▶ Instructions for the task:
Given the listing that follows, report all lines in which the string "think" occurs.

==============================

PR #3612, opened 2025-10-03
Fix EC PUT broadcast

cthulhu-rider:


pkg/services/object/put/distributed.go
```diff
@@ -177,16 +177,27 @@ func (t *distributedTarget) saveObject(obj objectSDK.Object, objMeta object.Cont
...
+	ecRules := t.containerNodes.ECRules()
 	if typ := obj.Type(); len(repRules) > 0 || typ == objectSDK.TypeTombstone || typ == objectSDK.TypeLock {
 		broadcast := typ == objectSDK.TypeTombstone || typ == objectSDK.TypeLink || (!t.localOnly && typ == objectSDK.TypeLock) || len(obj.Children()) > 0
+
+		useRepRules := repRules
+		if broadcast && len(ecRules) > 0 {
+			useRepRules = make([]uint, len(repRules)+len(ecRules))
+			copy(useRepRules, repRules)
+			for i := range ecRules {
+				useRepRules[len(repRules)+i] = 1
```
roman-khimov, line 189: Technically it's even more important to push ts/lock to all nodes in EC group, how about data+parity here instead of 1?

cthulhu-rider: pretty reasonable. Done

PR #3614, opened 2025-10-03
EC HEAD

cthulhu-rider:


pkg/services/object/get/util.go
```diff
@@ -368,6 +357,47 @@ func (c *clientCacheWrapper) InitGetObjectStream(ctx context.Context, node netma
 	return hdr, rc, nil
 }
 
+func (c *clientCacheWrapper) Head(ctx context.Context, node netmap.NodeInfo, pk ecdsa.PrivateKey, cnr cid.ID, id oid.ID,
+	sTok *session.Object) (object.Object, error) {
```
roman-khimov, line 361: No bearer? It seems to be a generic Head, not EC-specific one. It should support bearer, but then EC can never pass it.

pkg/services/object/get/ec.go
```diff
@@ -60,6 +62,129 @@ func (s *Service) copyECObject(ctx context.Context, cnr cid.ID, parent oid.ID, s
...
+}
+
+func (s *Service) getECObjectHeader(ctx context.Context, cnr cid.ID, id oid.ID, sTok *session.Object,
+	ecRules []iec.Rule, sortedNodeLists [][]netmap.NodeInfo) (object.Object, error) {
+	localNodeKey, err := s.keyStore.GetKey(nil)
+	if err != nil {
+		return object.Object{}, fmt.Errorf("get local SN private key: %w", err)
+	}
+
+	// TODO: sort EC rules by complexity and try simpler ones first. Note that rule idxs passed as arguments must be kept.
```
roman-khimov, line 86: Doubt it changes much for HEAD, especially if we're to consider https://github.com/nspcc-dev/neofs-api/issues/348.

pkg/services/object/get/ec.go
```diff
@@ -60,6 +62,129 @@ func (s *Service) copyECObject(ctx context.Context, cnr cid.ID, parent oid.ID, s
...
+		hdr, err := s.getECObjectHeaderByRule(ctx, *localNodeKey, cnr, id, sTok, ecRules[i], sortedNodeLists[i])
+		if err == nil || errors.Is(err, apistatus.ErrObjectAlreadyRemoved) || errors.Is(err, ctx.Err()) {
+			return hdr, err
+		}
+
+		if i == 0 {
+			firstErr = err
+		}
+
+		s.log.Info("failed to fetch object header by EC rule",
```
roman-khimov, line 100: I doubt we do the same for HEADs, some random OID can flood the logs quickly this way.

pkg/services/object/get/ec.go
```diff
@@ -60,6 +62,129 @@ func (s *Service) copyECObject(ctx context.Context, cnr cid.ID, parent oid.ID, s
...
+		node := sortedNodes[i]
+		eg.Go(func() error {
+			if err := ctx.Err(); err != nil {
+				// errgroup call the function even when context is done. Routines for backup
+				// nodes should catch this asap to do nothing.
+				return err
+			}
+
+			if s.neoFSNet.IsLocalNodePublicKey(node.PublicKey()) {
+				// TODO: it'd be more efficient to get payload len only, not a full header
```
roman-khimov, line 129: Isn't header is what we need here?

pkg/services/object/get/ec.go
```diff
@@ -60,6 +62,129 @@ func (s *Service) copyECObject(ctx context.Context, cnr cid.ID, parent oid.ID, s
...
+
+	var hdrTarget atomic.Value
+	var firstErrTarget atomic.Value
+
+	eg, ctx := errgroup.WithContext(ctx)
+	eg.SetLimit(min(totalParts, 3))
+
+	for i := range sortedNodes {
+		node := sortedNodes[i]
+		eg.Go(func() error {
```
roman-khimov, line 121: Concurrent execution is an overkill here. Every part has the header, so chances of the first try to succeed are very high.

cthulhu-rider: reasonable, done

pkg/services/object/get/ec.go
cthulhu-rider: copy-paste, dropped

pkg/services/object/get/ec.go
cthulhu-rider: ok, debug

pkg/services/object/get/util.go
roman-khimov: I was sure it's there in `InitGetObjectStream`, but seems like it's not. OK, let's not touch this for now. Wrapped wrappers of wrappers in another issue.

roman-khimov (approved):

PR #3615, opened 2025-10-03
Fix/object counters with new GC

carpawell:


pkg/local_object_storage/metabase/delete.go
```diff
@@ -154,6 +154,16 @@ func (db *DB) delete(tx *bbolt.Tx, addr oid.Address, currEpoch uint64) (bool, bo
 		return false, false, 0, fmt.Errorf("can't remove metadata indexes: %w", err)
 	}
 
+	// if object is not available, counters have already been handled in
+	// `Inhume` call, but if we are removing an available object, this is
+	// either a force removal or GC work, and counters must be kept up-to-date
+	if removeAvailableObject {
+		err = changeContainerInfo(tx, cID, -int(payloadSize), -1)
+		if err != nil {
+			return true, removeAvailableObject, payloadSize, fmt.Errorf("can't update container info: %w", err)
```
cthulhu-rider, line 161: no point in non-zero results with error

carpawell: for some reason, this time i decided to highlight that this is not critical and returned values are ok, but container info changing routine failed. dont mind dropping non-zeor values

roman-khimov (approved):

PR #3619, opened 2025-10-03
ir: move `fschain_autodeploy` out of top level

### LINKED ISSUE #3361: Move `fschain_autodeploy` out of top level
I'm always frustrated when:
 * we have a config that is `true` for all networks yet it has to be configured explicitly
 * we have a lot of top level configs without logical grouping

1. Create an `fschain.disable_autodeploy` with an inverse meaning, we use autodeploy by default, but don't if `disable_autodeploy` is true. This config shouldn't be used normally, only in case of emergency/node failing to work with autodeploy for whatever reason (although practically it's super-stable now).
2. Make `fschain_autodeploy` default to `true`, but support it for one more release (simplifying transition).
3. In subsequent release drop `fschain_autodeploy` completely.

Keeping things as is is not very convenient.

## Additional context
#2423.

End-rey:
Closes #3361.


CHANGELOG.md
```diff
@@ -64,6 +65,9 @@ Drop `--main-only` flag from all `neofs-cli object head` commands.
 Drop IR's `timers.stop_estimation.*` and `timers.distribute_basic_income` configuration values, they are not used anymore.
 `neofs-adm fschain estimations` was removed.
 
+Use new `fschain.disable_autodeploy` IR configuration option instead of deprecated `fschain_autodeploy`,
+that was removed in next release.
```
carpawell, line 69: mention that default value for the old config has changed?

carpawell: but in fact, i think it is useless work, we will just drop it in the next release, nobody gonna change this exact value in their configs, they will just use the new one

pkg/innerring/innerring.go
```diff
@@ -418,6 +418,18 @@ func New(ctx context.Context, log *zap.Logger, cfg *config.Config, errChan chan<
 
 	serveMetrics(server, cfg)
 
+	// TODO: remove deprecated option in future releases
```
carpawell, line 421: issue?

pkg/innerring/innerring.go
```diff
@@ -418,6 +418,18 @@ func New(ctx context.Context, log *zap.Logger, cfg *config.Config, errChan chan<
...
+	if cfg.IsSet("fschain_autodeploy") && cfg.IsSet("fschain.disable_autodeploy") &&
```
carpawell, line 422: i think any case when both values are set can be reported as an error, this is smth abnormal to me

pkg/innerring/innerring.go
```diff
@@ -418,6 +418,15 @@ func New(ctx context.Context, log *zap.Logger, cfg *config.Config, errChan chan<
 
 	serveMetrics(server, cfg)
 
+	// TODO: remove deprecated 'fschain_autodeploy' config option in future release
+	if cfg.IsSet("fschain_autodeploy") && cfg.IsSet("fschain.disable_autodeploy") {
+		return nil, fmt.Errorf("'fschain_autodeploy' and 'fschain.disable_autodeploy' set simultaneously")
+	}
+	if cfg.IsSet("fschain_autodeploy") {
```
cthulhu-rider, line 425: may be merged with the previous `if`. Not a big deal taking into account further removal of both blocks

PR #3649, opened 2025-10-23
adm: add storage load inspection command

carpawell:


cmd/neofs-adm/internal/modules/fschain/load.go
```diff
@@ -0,0 +1,102 @@
...
+	}
+	if len(items) == 0 {
+		return errNoMoreVectors
+	}
+
+	var r cnrrpc.ContainerNodeReport
+	for i, item := range items {
+		err := r.FromStackItem(item)
+		if err != nil {
+			return fmt.Errorf("reading %d stackitem of as raw node report: %w", i, err)
```
End-rey: `of as` confuses me

PR #3650, opened 2025-10-24
Feat/unpaid containers handling

carpawell:


carpawell:
Still not sure about dropping container immediately after it is unpaid. How long to wait?

cmd/neofs-node/container.go
```diff
@@ -351,6 +354,82 @@ func setContainerNotificationParser(c *cfg, sTyp string, p event.NotificationPar
...
+
+		cID := cid.ID(ev.ContainerID)
+		if ev.Unpaid {
+			l.Info("container status has changed to unpaid",
+				zap.Stringer("cID", cID),
+				zap.Uint64("epoch", ev.Epoch))
+
+			p.statuses[cID] = int64(ev.Epoch)
+		} else {
+			l.Debug("container status has changed to paid",
```
roman-khimov: Info?

Consider the following scenario as well:
 * container gets "unpaid" status
 * all data is deleted from nodes
 * its size is zero, so there are no settlements to make
 * but its status is still "unpaid" even if owner has some balance

Can this be a problem?

cmd/neofs-node/container.go
```diff
@@ -351,6 +354,82 @@ func setContainerNotificationParser(c *cfg, sTyp string, p event.NotificationPar
...
+			m:          sync.RWMutex{},
+			statuses:   make(map[cid.ID]int64),
+			balanceCli: c.bCli,
+		}
+	)
+
+	const changeUnpaidStatusEventName = "ChangePaymentStatus"
+	typ := event.TypeFromString(changeUnpaidStatusEventName)
+	c.cfgBalance.parsers[typ] = balanceEvent.ParseChangePaymentStatus
+	c.cfgBalance.subscribers[typ] = append(c.cfgBalance.subscribers[typ], event.WorkerPoolHandler(c.cfgBalance.workerPool, func(e event.Event) {
```
roman-khimov: Frankly, a pool of workers is too much for the thing they do (change some status in a map).

pkg/local_object_storage/shard/gc.go
```diff
@@ -97,9 +97,11 @@ func (gc *gc) listenEvents() {
 
 			v.prevGroup.Wait()
 			v.prevGroup.Add(1)
+			gc.wg.Add(1)
```
roman-khimov: Seems wrong. Rather it should be some delayed `v.prevGroup.Wait()` since `gc.wg` has exactly two things to care about. Duplicating an item in different work groups doesn't seem to be a good practice.

roman-khimov (approved):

==============================

▶ Exercise output:
carpawell: but in fact, i think it is useless work, we will just drop it in the next release, nobody gonna change this exact value in their configs, they will just use the new one
carpawell, line 422: i think any case when both values are set can be reported as an error, this is smth abnormal to me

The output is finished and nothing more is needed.